Quick highlights from yesterdays earnings announcement.
-$.13 EPS versus $.20 consensus estimate
-Revenues of $1.1 billion versus $1.16 billion consensus estimate.
-Reducing work force by 13% or 3,500 jobs.
-Corporate restructuring which will result in immediate charge of between $116-$165 million, leading to annualized savings of between $150-$200 million.
-Expecting to reduce prices to unload inventories in Q1, reducing margins.

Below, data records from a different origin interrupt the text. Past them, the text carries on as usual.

PR #14373, opened 2025-03-19
Optimize ParallelLeafReader to improve term vector fetching efficienc

### LINKED ISSUE #7926: ParallelLeafReader.getTermVectors can indirectly load TVs multiple times [LUCENE-6868]
ParallelLeafReader has a getTermVectors(docId) implementation that loops over each field it has in a loop and calls getTermVector(docId,fieldName).  But the implementation of that will load all term vectors for all fields in that reader, yet ParallelLeafReader only wants one.  The effect is an O(n^2) where 'n' is the number of fields, when we could get O\(n) if we do it right. PLR should call getTermVectors(docId) (not referring to a specific field) for each of it's readers and then aggregate them.

This wouldn't be such a problem if our term vector API/Codec was improved to not load all term vectors for all fields from disk at once.

Found via randomized-testing of IndexWriter auto-picking ParallelAtomicReader along with a test I have that asserts TVs aren't fetched for a doc more than once.

---
Migrated from [LUCENE-6868](https://issues.apache.org/jira/browse/LUCENE-6868) by David Smiley (@dsmiley)

DivyanshIITB:
This PR optimizes ParallelLeafReader to avoid redundant term vector fetching.
- Replaces per-field term vector fetching with a single call per reader.
- Reduces complexity from O(n^2) to O(n).
- Improves performance when handling large numbers of fields.
- Verified via existing tests.

Closes #7926

### DIFF
--- a/lucene/CHANGES.txt
+++ b/lucene/CHANGES.txt
@@ -36,9 +36,6 @@ Optimizations
 * GITHUB#14011: Reduce allocation rate in HNSW concurrent merge. (Viliam Durina)
 * GITHUB#14022: Optimize DFS marking of connected components in HNSW by reducing stack depth, improving performance and reducing allocations. (Viswanath Kuchibhotla)
 * GITHUB#14373: Optimized `ParallelLeafReader` to improve term vector fetching efficiency.
-- Fetches all term vectors once per reader instead of per field.
-- Reduces complexity from **O(n²) to O(n)**.
-- Enhances performance for documents with many fields. (Divyansh Agrawal)
 
 Bug Fixes
 ---------------------
--- a/lucene/CHANGES.txt
+++ b/lucene/CHANGES.txt
@@ -35,6 +35,10 @@ Optimizations
 ---------------------
 * GITHUB#14011: Reduce allocation rate in HNSW concurrent merge. (Viliam Durina)
 * GITHUB#14022: Optimize DFS marking of connected components in HNSW by reducing stack depth, improving performance and reducing allocations. (Viswanath Kuchibhotla)
+* GITHUB#14373: Optimized `ParallelLeafReader` to improve term vector fetching efficiency.
+- Fetches all term vectors once per reader instead of per field.
+- Reduces complexity from **O(n²) to O(n)**.
+- Enhances performance for documents with many fields. (Divyansh Agrawal)
 
 Bug Fixes
 ---------------------
--- a/lucene/core/src/java/org/apache/lucene/index/ParallelLeafReader.java
+++ b/lucene/core/src/java/org/apache/lucene/index/ParallelLeafReader.java
@@ -348,15 +348,24 @@ public class ParallelLeafReader extends LeafReader {
       @Override
       public Fields get(int docID) throws IOException {
         ParallelFields fields = null;
-        for (Map.Entry<String, LeafReader> ent : tvFieldToReader.entrySet()) {
-          String fieldName = ent.getKey();
-          TermVectors termVectors = readerToTermVectors.get(ent.getValue());
-          Terms vector = termVectors.get(docID, fieldName);
-          if (vector != null) {
-            if (fields == null) {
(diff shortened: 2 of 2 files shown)


DivyanshIITB:
Just a gentle reminder 
@vigyasharma

lucene/core/src/java/org/apache/lucene/index/ParallelLeafReader.java
```diff
@@ -348,15 +348,24 @@ public void prefetch(int docID) throws IOException {
...
+
+          if (docFields != null) {
+              if (fields == null) {
+                  fields = new ParallelFields();
+              }
+
+              // Step 3: Aggregate only required fields
+              for (String fieldName : docFields) {
+                  Terms vector = docFields.terms(fieldName);
+                  if (vector != null) {
```
vigyasharma, line 365: When would this be null? Since we're going through fields returned by `termVectors.get(docId)`, the field should exist and have terms.

vigyasharma (commented):
Changes look good to me. Can you run `./gradlew tidy` to fix formatting issues, and add a changes entry before we merge this?

lucene/core/src/java/org/apache/lucene/index/ParallelLeafReader.java
DivyanshIITB: `docFields.terms(fieldName)` can be null if the field exists in `docFields` but does not have term vectors stored. This check ensures we only add fields that actually have term vectors

DivyanshIITB:
> Changes look good to me. Can you run `./gradlew tidy` to fix formatting issues, and add a changes entry before we merge this?

I successfully ran `./gradlew tidy` and the built was successful. 
Also added the changes entry in `CHANGES.txt`

lucene/core/src/java/org/apache/lucene/index/ParallelLeafReader.java
vigyasharma: > `docFields.terms(fieldName)` can be null if the field exists in `docFields` but does not have term vectors stored.

Okay. I thought `termVectors.get(docID)` only returns Fields that have terms.

lucene/CHANGES.txt
```diff
@@ -35,6 +35,10 @@ Optimizations
 ---------------------
 * GITHUB#14011: Reduce allocation rate in HNSW concurrent merge. (Viliam Durina)
 * GITHUB#14022: Optimize DFS marking of connected components in HNSW by reducing stack depth, improving performance and reducing allocations. (Viswanath Kuchibhotla)
+* GITHUB#14373: Optimized `ParallelLeafReader` to improve term vector fetching efficiency.
+- Fetches all term vectors once per reader instead of per field.
+- Reduces complexity from **O(n²) to O(n)**.
+- Enhances performance for documents with many fields. (Divyansh Agrawal)
```
vigyasharma, line 41: We generally keep a single bullet per changes entry. Details are already available in the pull request that the entry points too.

vigyasharma:
> I successfully ran `./gradlew tidy` and the built was successful.

Github build is still failing on spotless (formatting). `tidy` will change and reformat offending files for you, you need to commit and push those changes.

lucene/CHANGES.txt
DivyanshIITB: I have modified `CHANGES.txt` as you said.

DivyanshIITB:
> > I successfully ran `./gradlew tidy` and the built was successful.
> 
> Github build is still failing on spotless (formatting). `tidy` will change and reformat offending files for you, you need to commit and push those changes.

Thanks for the review! 🙌 I have run `./gradlew tidy` and pushed the formatting fixes. Let me know if there's anything else needed.

vigyasharma (approved):

vigyasharma:
Changes merged. Thanks @DivyanshIITB !

PR #14377, opened 2025-03-20
Remove nonexistent PackedBlockLength reference in document

amosbird:
### Description

Remove nonexistent `PackedBlockLength` reference in document. This seems to be a documentation artifact from version 912 onward, with no corresponding implementation found in the codebase.


jpountz (approved):
Thanks, you are right. I'll merge.

PR #14384, opened 2025-03-21
build: generate CaseFolding.java from "gradle regenerate"

rmuir:
Generate this file via ICU with "gradle regenerate". We can control the supported version by upgrading ICU.

Remove turkish mappings, these were wrongly mixed in and only make things worse. No regex engine supports these alt case mappings as an option, including java. We can always add separate support if truly needed, but it should not be mixed in with normal mappings.

Remove random tests comparing Pattern results to Regexp. We don't need this complexity to tell us that icu needs to be upgraded.

Change function signature to use IntFunction so that callers can do whatever they want with the mappings. This can help with range folding.

I'd like to merge this before #14381 as it will improve the efficiency there, too.


rmuir:
This one is pretty easy to understand, the `CaseFolding` class now just gives you `UnicodeSet(ch).closeOver(UnicodeSet.SIMPLE_CASE_INSENSITIVE)` without requiring that you have ICU. 

The generation depends strictly upon ICU version (which I will separately upgrade for unicode 16 now that java 24 has it).

dweiss (approved):
LGTM. That regeneration code is something I'll have to work on, eventually. Maybe it can be made simpler.

rmuir:
It was easy because @uschindler already created a similar groovy script before.

rmuir:
I will followup with an ICU upgrade PR to this one. I don't expect that this file will change except for the version in the comment though.

dweiss:
I mean the entire structure of tasks that are used in regenerate. It's complex. I remember I couldn't do it in any easier way before - maybe something has changed that would allow it to be simpler (I doubt though).

rmuir:
There was something about gradle itself that was upset about dependencies wrt generation tasks, if i recall... cycle detection or something was complaining about it.

uschindler (commented):
Looks good. +1

lucene/core/src/java/org/apache/lucene/util/automaton/RegExp.java
```diff
@@ -759,23 +759,14 @@ private Automaton toAutomaton(
...
-      if (altCase != codepoint) {
-        return new int[] {altCase, codepoint};
-      } else {
-        return new int[] {codepoint};
-      }
-    }
+    List<Integer> list = new ArrayList<>();
+    CaseFolding.expand(
+        codepoint,
+        (int variant) -> {
```
uschindler, line 765: wouldn't have `list::add` as method reference not have worked?

rmuir: I thought about it: am not sure due to boxing. can try again. it is 2025 they still have not fixed the boxes :)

Seems like a whole lot of bad news for one day. The stock responded by losing 7% almost immediately and ended up a half percent. Today the day after earnings GLW was up 8.81%. After miserably missing earnings GLW is up over 9% in two days. This really isn't surprising because of the deep discount it continues to trade at. Corning can miss earnings for the next few quarters and still be in good shape relative to our purchase price. The only concern of mine is the fact that guidance was really off. Even managements revised earnings weren't even close. Overall these earnings should have been expected due to the weak Q4 retail numbers which have been coming out.
Just wanted to touch on a few positives. First BMW has been pushing its new diesel cars. The claim is that these cars are more fuel efficient and produce less emissions. Corning produces a piece for catalytic converters in diesel engines which is becoming the standard in the industry. Hopefully this new type of car will help counter some lost revenues from weak truck sales. Another positive is at the end of December Emory University purchased Corning's new EPIC system which allows the mass testing of new drug compounds. The group is up 20.38% since the purchase in late November.